### Task objective:
Look through the material for lines with the word "json", and copy each one.
··· Available data ···
PR #73, opened 2019-01-22
Make OSB wiring easier to read

nilebox:
Implemented a set of lighter OSB helper functions as an alternative to `SvcCatEntangler`, which IMO makes reading the code confusing due to 4 callback functions (it's hard to understand what each of these functions do unless you read the code in `SvcCatEntangler`).

Migrated `Postgres` resource on the new OSB helper code to demonstrate the difference.

### DIFF
--- a/pkg/orchestration/wiring/wiringutil/osb/service_instance_wiring.go
+++ b/pkg/orchestration/wiring/wiringutil/osb/service_instance_wiring.go
@@ -1,0 +1,57 @@
+package osb
+
+import (
+	"encoding/json"
+
+	orch_v1 "github.com/atlassian/voyager/pkg/apis/orchestration/v1"
+	"github.com/atlassian/voyager/pkg/orchestration/wiring/wiringutil"
+	"github.com/atlassian/voyager/pkg/servicecatalog"
+	sc_v1b1 "github.com/kubernetes-incubator/service-catalog/pkg/apis/servicecatalog/v1beta1"
+	"github.com/pkg/errors"
+	meta_v1 "k8s.io/apimachinery/pkg/apis/meta/v1"
+	"k8s.io/apimachinery/pkg/runtime"
+)
+
+type partialSpec struct {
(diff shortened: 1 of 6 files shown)


pkg/orchestration/wiring/wiringutil/osb/service_instance_wiring.go
```diff
@@ -0,0 +1,72 @@
+package osb
```
nilebox: This code is based on https://github.com/atlassian/voyager/blob/master/pkg/orchestration/wiring/wiringutil/svccatentangler/plugin.go, but re-writen using a set of helper functions rather than a whole wiring plugin implementation with callbacks

pkg/orchestration/wiring/wiringutil/osb/service_instance_wiring.go
```diff
@@ -0,0 +1,57 @@
...
+// If the spec is empty or does not contain instance ID, then this returns the empty string.
+func instanceID(resourceSpec *runtime.RawExtension) (string, error) {
+	if resourceSpec == nil {
+		return "", nil
+	}
+
+	spec := partialSpec{}
+	err := json.Unmarshal(resourceSpec.Raw, &spec)
+	if err != nil {
+		return "", errors.Wrap(err, "unmarshalling StateResource failed")
```
ash2k: invalid comment?

pkg/orchestration/wiring/wiringutil/osb/service_instance_wiring.go
brjacobsatlassian: One thing to watch out for is that helper libraries can grow out of control pretty quickly :-/

nilebox: @brjacobsatlassian at the moment it's opposite (see original code), but we should keep an eye on this code, of course.

PR #79, opened 2019-01-24
Add a bump-dependencies target to be used in a bamboo job

nilebox:


Makefile
```diff
@@ -82,6 +82,13 @@ verify-vendor:
 
 #===============================================================================
 
+.PHONY: bump-dependencies
+bump-dependencies:
+	dep ensure -update github.com/atlassian/smith
```
ash2k: I think it'd be useful to have `-v` here to see the progress, even in CI.

Makefile
```diff
@@ -82,6 +82,13 @@ verify-vendor:
...
+	make update-vendor
```
ash2k: I think it'd be better to not call make from make. You can move the line above into a separate target and then change `bump-dependencies` to depend on both targets.

brjacobsatlassian: Makefiles calling Makefiles are the path to insanity.

I worked at a place once where they used Makefiles to generate Makefiles. That might be the only thing worse than this.

PR #84, opened 2019-01-25
Upgrade Smith

ychen-atlassian:


ychen-atlassian:
Oh no https://github.com/atlassian/voyager/pull/82 exists already.

PR #86, opened 2019-01-25
NONE: Migrate to ops-api compatible reporting api schema

nickhiggs:
The reporting API response needs to be nested to be compatible with the ops api. This changes to support both the current and new responses so providers can migrate.


pkg/reporter/namespace_report.go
···
### Response:
+	"encoding/json"
+	err := json.Unmarshal(resourceSpec.Raw, &spec)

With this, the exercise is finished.